Exercise → Supply the number of lines in the data below that hold "approximations", and let that number be the whole answer.

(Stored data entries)
######

PR #1223, opened 2020-10-31
Issue 1219 smooth approximations

### LINKED ISSUE #1219: Look into using smooth approximations for min, max, heaviside
Functions with discontinuous derivatives can cause problems for adaptive time-stepping algorithms: https://discourse.julialang.org/t/handling-instability-when-solving-ode-problems/9019/5

Need to look into whether this is actually a problem for the solvers in pybamm. I suspect it might be given that linear interpolants have been giving similar issues.

If so, we could add a setting where pybamm automatically provides the smooth form instead of the exact form. e.g. by setting `pybamm.settings.smooth_approximation_steepness`, which is `k` in the link above, and setting `k` to zero could give the exact form.

tinosulzer:
# Description

Add smooth versions of the heaviside, minimum, and maximum operators, which can all have discontinuous values and/or derivatives. This clearly improves the performance of the solver, when applicable. A new setting `min_max_heaviside_smoothing_parameter` can be set to choose the degree of smoothing (or "exact" for no smoothing).

Fixes #1219 

## Type of change

# Key checklist:

## Further checks:


CHANGELOG.md
```diff
@@ -2,13 +2,17 @@
...
+-   Improve string printing of `BinaryOperator`, `Function`, and `Concatenation` objects ([#1223](https://github.com/pybamm-team/PyBaMM/pull/1223))
+-   Added `Solution.integration_time`, which is the time taken just by the integration subroutine, without extra setups ([#1223](https://github.com/pybamm-team/PyBaMM/pull/1223))
 -   Added parameter set for an A123 LFP cell ([#1209](https://github.com/pybamm-team/PyBaMM/pull/1209))
 -   Added variables related to equivalent circuit models ([#1204](https://github.com/pybamm-team/PyBaMM/pull/1204))
 -   Added an example script to check conservation of lithium ([#1186](https://github.com/pybamm-team/PyBaMM/pull/1186))
 -   Added `erf` and `erfc` functions ([#1184](https://github.com/pybamm-team/PyBaMM/pull/1184))
 
 ## Optimizations
 
+-   Add (optional) smooth approximations for the `minimum`, `maximum`, `Heaviside`, and `AbsoluteValue` operators ([#1223](https://github.com/pybamm-team/PyBaMM/pull/1223))
```
brosaplanella, line 15: Very minor thing: should `minimum` and `maximum` be capitalised or is it because the smooth approximation is for the method but not for the class?

examples/scripts/DFN.py
```diff
@@ -9,7 +9,7 @@
 
 
 # load model
-model = pybamm.lithium_ion.DFN()
+model = pybamm.lithium_ion.SPM()
```
brosaplanella, line 12: This should be DFN

brosaplanella (changes requested):
Looks good, only two minor comments (the one on the CHANGELOG might not require any action).

brosaplanella (approved):
Looks great, thanks Tino!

######

Exercise answer → 3